APL Software

The software below was developed using APL+Win Version 3.5 (a Rapid Application Development tool available from APL2000, Inc.). For further information about the APL language, see the SIGAPL web page or Jim Weigand's web page.

In order to use the APL workspaces below in your Windows environment, you must first:

• install the APL run-time interpreter aplwr.exe (Save as "application" in a directory of your choice. If this is done corectly, the icon of the file should appear as an inverted triangle.)
• copy the interpreter's configuration file aplwr.INI to your Windows or WinNT directory.
• copy two files to your System folder (within your Windows or WinNT directory): Olepro32.dll and Msvcrt40.dll.
• If you wish to display any APL code (e.g., the dynamic programming models in DPLIB) you should also install the APLHELP font in your font file within your Windows directory.
  Note: the four files above are compressed and must be unzipped.

To run the code in a workspace, simply double-click or open the workspace. A window will be opened, offering a menu from which you can choose items. Or select "Run..." from the Start menu, and enter the pathname of the interpreter and workspace in the dialogue box. For example, if you have put the files in a directory named APLWIN35 on drive D:

Please notify me if you encounter difficulties, such as the program's terminating without warning. (It would be very helpful if you can describe what you were doing at the time if this should happen.) You might find the graphical user interface a bit cumbersome at times, as I had to rewrite some of the code for the runtime version.
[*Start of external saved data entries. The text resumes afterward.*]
PR #522, opened 2022-05-22
Inventory BGM Fix

TheMachineAmbassador:


Polymega:
Thank you, Machine Ambdassador!!

TheMachineAmbassador:
Your welcome 😊

Polymega:
Machine Ambassador,
I am both embarrassed and sorry about this... I was so concentrated on this weird BGM happening when pulling up the inventory screen it never occurred to me to check and see if this also happens when pulling up the map or pause menu.

And... yep, this issue also happens when pulling up the map or pause menu during a BGM fade. May I ask if you can look into extending this fix to also fix it for the map/pause screen?

TheMachineAmbassador:
Yep i was expecting that i was tested on catacomb and hotel map but i wasn't get any issues so i didn't add any checks for that. I will add right now :)

TheMachineAmbassador:
Here is the new release [Release.zip](https://github.com/elishacloud/Silent-Hill-2-Enhancements/files/8758801/Release.zip) . If it's fixed i will send another PR.

TheMachineAmbassador:
No problem, i've did last changes on other PR today and i'm pretty sure that fixed our issue all the way.

Polymega:
@TheMachineAmbassador 
Can I get an emergency fix for this? I just discovered [Pianissimo Epilogue](https://www.youtube.com/watch?v=W5u1kTM3wE8) does not play on certain endings when this fix is enabled:

### `FixInventoryBGM = 0`

https://user-images.githubusercontent.com/27395260/176319291-363f3523-3cd6-4932-9786-9a6492cdb451.mp4

### `FixInventoryBGM = 1`

https://user-images.githubusercontent.com/27395260/176319377-aed07fbe-0957-4a3f-97c1-6ac5d011880c.mp4

It does not play for UFO, DOG, Maria, and In Water endings. Here is a save folder of the main campaign endings: [Folder 01.zip](https://github.com/elishacloud/Silent-Hill-2-Enhancements/files/9006017/Folder.01.zip)

TheMachineAmbassador:
Oh boy! I'm looking at right now.

Polymega:
One other oddity I found with `FixInventoryBGM`: There are a few points in the game where, if you pull up the Load Game screen, the music will either stop while this screen is opened or will incorrectly play a track that shouldn't be heard yet:

### Music stops playing here when it should keep playing
https://user-images.githubusercontent.com/27395260/182244949-327691f2-1d9a-47f4-ba08-3fb5d9635882.mp4

### Music starts playing here when it shouldn't
To make this happen, create a save right before meeting Maria in the park. Load this save, then pull up the Load Game screen.

https://user-images.githubusercontent.com/27395260/182245605-3f6f0c46-0087-471c-8c5a-9fb90973e54e.mp4

There may be other spots, but these are two that I found which behave incorrectly while `FixInventoryBGM = 1`.

Please let me know if you'd prefer me to open a new ticket for this.

Thank you!

Polymega:
I should also note that, as far as I can tell, this only happens with the Load Game menu and _not_ the Save Game menu.

TheMachineAmbassador:
> Please let me know if you'd prefer me to open a new ticket for this.

Hi @, for now we don't need to open a new ticket. I will check what can i do about the issue when i get back to home. I have some ideas to fix it.

TheMachineAmbassador:
Well i checked the issue right now and as you know fixing the issue for the load screen was a bit awkward because same screen used on the main menu. When we force this 01d7ead8 memory address to 15 at that some points on game it fixes our problem but as you said it brokes other sound stuff. 

sound

That memory address that i sended you gets own value by this 00515a40 function so i will do some reverse engineering in here and see what we can do about it. When we touch something on this game it brokes other thing, it's a miracle this game can be playable on latest windows :).

Polymega:
> When we touch something on this game it brokes other thing, it's a miracle this game can be playable on latest windows :).

Without exaggeration, I'd say nearly everything we have done for this project directly or indirectly relates to the Save/Load anywhere feature in some way. Please don't be discouraged... we have worked many miracles in the past and, with your help, we  will continue to make more miracles!

Polymega:
> fixing the issue for the load screen was a bit awkward because same screen used on the main menu

Can you refresh my memory: Why was this an issue again? I'm trying to remember why this was a concern in the hopes of coming up with a solution.

Polymega:
So, I've only found two instances of this issue so far and these could be the only two issues for this throughout the entire game. I'd need to do an extensive test for this, but I'm going to guess this is a rather isolated issue. One thing we could do is add Room ID exclusions?

So something like:

```c++
if (GetRoomID() != 0x01) {  /* Is not beginning bathroom */ 
	if (EventIndex > 3 && EventIndex < 10 || EventIndex == 0x10 || MenuEventIndex == 0x11)
		{
			__asm
			{
				jmp jmp_return
			}
	}
}
```

I'd need to come up with a solution for the "meeting Maria" one later on.

What do you think?

TheMachineAmbassador:
Well we can do that but we have to find stage by stage whole bug points :). Doing that might solve the issue quickly but we can't be sure the issue is fixed or not on whole stages.

Polymega:
True, but I also don't want you pulling out your hair out over this. If you'd like to look into this deeper to make a global, generic fix then I certainly won't stop you! _But..._ I don't mind sitting down and testing all areas of the game for this bug. If my gut feeling is correct, this bug may only affect a small handful of areas and, if so, we could just do a simple Room ID exclusion check.

TheMachineAmbassador:
Nah not a problem, today i don't have nothing to do so i can look at the code's much deeply if i can't fix today we can try that method you said to me :).

TheMachineAmbassador:
Hi @Polymega, when you have time can you please test it, i fixed the issue i guess.

[Release.zip](https://github.com/elishacloud/Silent-Hill-2-Enhancements/files/9275018/Release.zip)

Polymega:
Unfortunately, if you quickly go to the Load Game screen while a previous audio track is fading away, [it resurrects the original issue that we've fixed](https://user-images.githubusercontent.com/27395260/168485868-1ab8bd21-24b5-4ef0-860b-6ccab96db66b.mp4).

(^ Pretend I went to Load Game instead of Inventory in that video.) 

Let me do a long test and see how many rooms/areas this affects.

Polymega:
Can you remind me what the underlying conflict with the Load Game screen is again? Was it something to do with the Load Game screen and the main menu sharing the same Event Index value?

TheMachineAmbassador:
> Can you remind me what the underlying conflict with the Load Game screen is again? Was it something to do with the Load Game screen and the main menu sharing the same Event Index value?

Yep main menu and in game load save menu shares same event index and main menu events index value.

We can find buggy point's with this 01d7ead8 memory address actually, i don't know the reason but i think when that addresses value is zero that issue occurs.

Polymega:
From doing a deep dive into this, pulling up the Load Game menu is changing the music in more areas than I was hoping. I tested up to the apartments before deciding there are too many spots to try and fix this on a per-area basis. 

If I had to take a guess, it seems like, when this does happen, the game calls and will play _the next track_ in an audio list.

For background music, SH2 plays ADX and AIX tracks. ADX are single-file audio tracks. AIX is a container file that holds multiple ADX tracks, so that the game can play/overlap multiple tracks at the same time. [See here for a list/example.](https://github.com/elishacloud/Silent-Hill-2-Enhancements/blob/master/AudioScripts/BGM/BGM-Map.csv)

Let's use bgm_115.aix as an example. This is audio that plays while exploring the town. This AIX contains the following ADX files within it:

- bgm_115_0000.adx
- bgm_115_0001.adx
- bgm_115_0002.adx
- bgm_115_0003.adx
- bgm_115_0004.adx

Let's say your in a certain area of the town, so the game has loaded and is currently playing the following tracks:

- bgm_115_0000 
- bgm_115_0001. 

When you pull up the Load Game screen, I want to say it is adding +1 to the audio tracks playing, so now it might be playing:

- bgm_115_0000
- bgm_115_0001
- bgm_115_0002

When you exit the Load Game menu, it will stop playing the "+1" track. This is just an uneducated theory on what's happening. What's a bit aggravating about this is that it doesn't happen all the time; it only happens in certain areas throughout the game. If it happened everywhere it would probably be more feasible to fix...

--------------------------

So.... with all that said... this is getting a lot more tricky. If you'd prefer to leave the fix as-is I fully support you on that decision.

--------------------------

> Also if you have save file of that spot, can you please share me :).

Here is a general save folder:
http://www.igotaletter.com/temp/sh2pc/General_Saves.zip

If you want to test this, I have a better spot for you: Load the "Forest" save near the top. Meet Angela in the cemetery then test _anywhere_ in the forest _after_ meeting Angela. Test in the cemetery after meeting Angela all the way to the gate under the bridge (that brings you into town).

In the cemetery, if you pull up the Load Game menu the music here will fade away. Leave the cemetery area and, anywhere else in Forest area, if you pull up the Load Game menu a new track will start to play that shouldn't be playing. Listen carefully and you'll know when the new track is playing.

Test this using the public release build (with the public `FixInventoryBGM` fix).

Here are the Forest/Beginning Town files for you to reference:
http://www.igotaletter.com/temp/sh2pc/bgm_115_tracks.zip

Polymega:
> Yep main menu and in game load save menu shares same event index and main menu events index value.

Wait... if this is the only thing that is causing this issue then surely we could find another address to help us with this, correct? I would be shocked if there aren't other addresses in the game to signify when the Load Game menu is pulled up (that are different from a value used for the main menu).

So could something like this fix it?

```c++
if (EventIndex > 3 && EventIndex < 10 || EventIndex == 0x10 || MenuEventIndex == 0x11 && ??????? == 1)
```

???????? would be the new address we'd need to find.

Could it be as simple as this?

nipkownix:
> I would be shocked if there aren't other addresses in the game to signify when the Load Game menu is pulled up

Even if there aren't, we could still create our own ``bool`` that is set to true once the load game menu is pulled up, I assume.
(Haven't been following this discussion, so this is just based on the last couple of messages I've read :p)

TheMachineAmbassador:
Hi @Polymega, i've checked every possibilies i can do but i guess we have to find all buggy point areas in the game😞. Actually there is another function that i can reverse engineer but it's like reverse engineering save encryption algorithm, it's just confusing a bit.

> Even if there aren't, we could still create our own bool that is set to true once the load game menu is pulled up, I assume.

Unfortunately 😢 we're already checking is load game menu pulled up or not with the "MenuEventIndex == 0x11".

Polymega:
Let's not worry about this any longer then! This issue isn't game-breaking or anything, so we shouldn't stress too much about it. Thank you _very_ much for looking into this as much as you did. Sorry it was a pain in the butt!

nipkownix:
So, these issues you were showing in the videos are caused by ``FixInventoryBGM``? What was that option fixing, btw? This PR doesn't have a description, so I'm a bit lost :p

Polymega:
[Check out this portion of the video.](https://youtu.be/LylafxQta9w?t=683)

This is what `FixInventoryBGM` fixes. If you pull up just about _any_ menu (inventory, map, save screen, load screen, options) while a BGM track is fading away, it will incorrectly play another track while the menu is pulled up.

Machine Ambassador found a fix for this. It works great overall except, the other day I found that, with this fix, the BGM track might incorrectly stop playing or start layering another BGM track on top while in the Load Game menu. [See this post here.](https://github.com/elishacloud/Silent-Hill-2-Enhancements/pull/522#issuecomment-1201715340)

This is only happening with the Load Game menu. All other menus (inventory, map, save screen, options, etc) are fine; just the Load Game menu exhibits this issue. 

If the issue is solely because we currently can't differentiate between when the Load Game menu is pulled up vs. the main menu then we should be able to find a new address to use. However, going off what Machine Ambassador has been saying, it sounds like it is not that simple and this bug is a result of a deeper, underlying issue.

This issue/bug with the Load Game menu isn't game-breaking or anything, so it's not the end of the world if we can't address it. And, as it currently stands, I think it's better to keep the Load Game menu as part of `FixInventoryBGM` for what it _does_ fix for the Load Game menu.

Polymega:
PS - A useful page for bookmark: https://github.com/JokieW/SilentHillDatabase/blob/master/SH2/SH2%20PC%20memory%20addresses

Using that page, we can look at `FixInventoryBGM` in the module:
https://github.com/elishacloud/Silent-Hill-2-Enhancements/blob/master/Patches/PatchInventoryBGM.cpp#L22

And find the following:
- MenuEventIndex: https://github.com/JokieW/SilentHillDatabase/blob/master/SH2/SH2%20PC%20memory%20addresses#L36
- EventIndex: https://github.com/JokieW/SilentHillDatabase/blob/master/SH2/SH2%20PC%20memory%20addresses#L37-L51

```c++
	if (MenuEventIndex == 13 /*[normal gameplay]*/ || MenuEventIndex == 17 /*[load game menu]*/  && EventIndex == 0 /*[load game menu]*/)
	{
		if (EventIndex == 11 /*[game result screen]*/)
		{
			*muteSound = 0xF;
			__asm
			{
				jmp jmp_return
			}
		}
		
		if (EventIndex > 3 && EventIndex < 10 /*[just about every type of menu]*/ || EventIndex == 16 /*[pause menu]*/ || MenuEventIndex == 17 /*[normal gameplay]*/)
		{
			__asm
			{
				jmp jmp_return
			}
		}
	}
	__asm
	{
		jmp jmp_to_loop
	}
}
```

Copy the APL run-time workspaces into the same directory containing the interpreter (aplwr.exe):

• ASSIGN.w3 solves "classical" linear assignment (or max-weight) problems as well as bipartite maximum cardinality matching problems, using algorithms appearing in the book Integer Programming, by L. Wolsey, Chapter 4, sections 3 and 2 (pp. 55ff), respectively. (last modified: 22 October 2001)
  The user can enter data or randomly generate problem data.
  
• ASTP.w3 demonstrates several heuristic algorithms and a branch-and-bound algorithm for the asymmetric traveling salesman problem. (last modified: 12 October 2003) The user can enter data or randomly generate data. Algorithms include nearest neighbor, farthest & nearest insertion, exchange algorithms, simulated annealing, vertex penalty, as well as branch-&-bound using assignment problem for computation of lower bounds. (Cf. also STSP.w3 for symmetric problems.)
  
• BATCHDP.w3 Special-purpose dynamic programming algorithm for computing optimal lot size given rejection rate and setup costs. (last modified 4 March 2002)
  
• CPL_XD.w3 , demonstrating both Benders' decomposition and cross-decomposition (of van Roy) algorithms applied to the capacitated plant location problem. (last modified: 29 May 2002)
  The user can enter data for the problem, or can randomly generate problem data. See CPL_XD.pdf and CPLXD_example.pdf for discussion of the cross-decomposition algorithm.
  
• CPL.w3, Benders' decomposition algorithm applied to the capacitated plant location problem. Requires that student direct each step (solving master problem & solving subproblem) in every iteration. See CPL_XD for a more automated implementation (last modified: 3 November 2003)
  The user can enter data for the problem, or can randomly generate problem data.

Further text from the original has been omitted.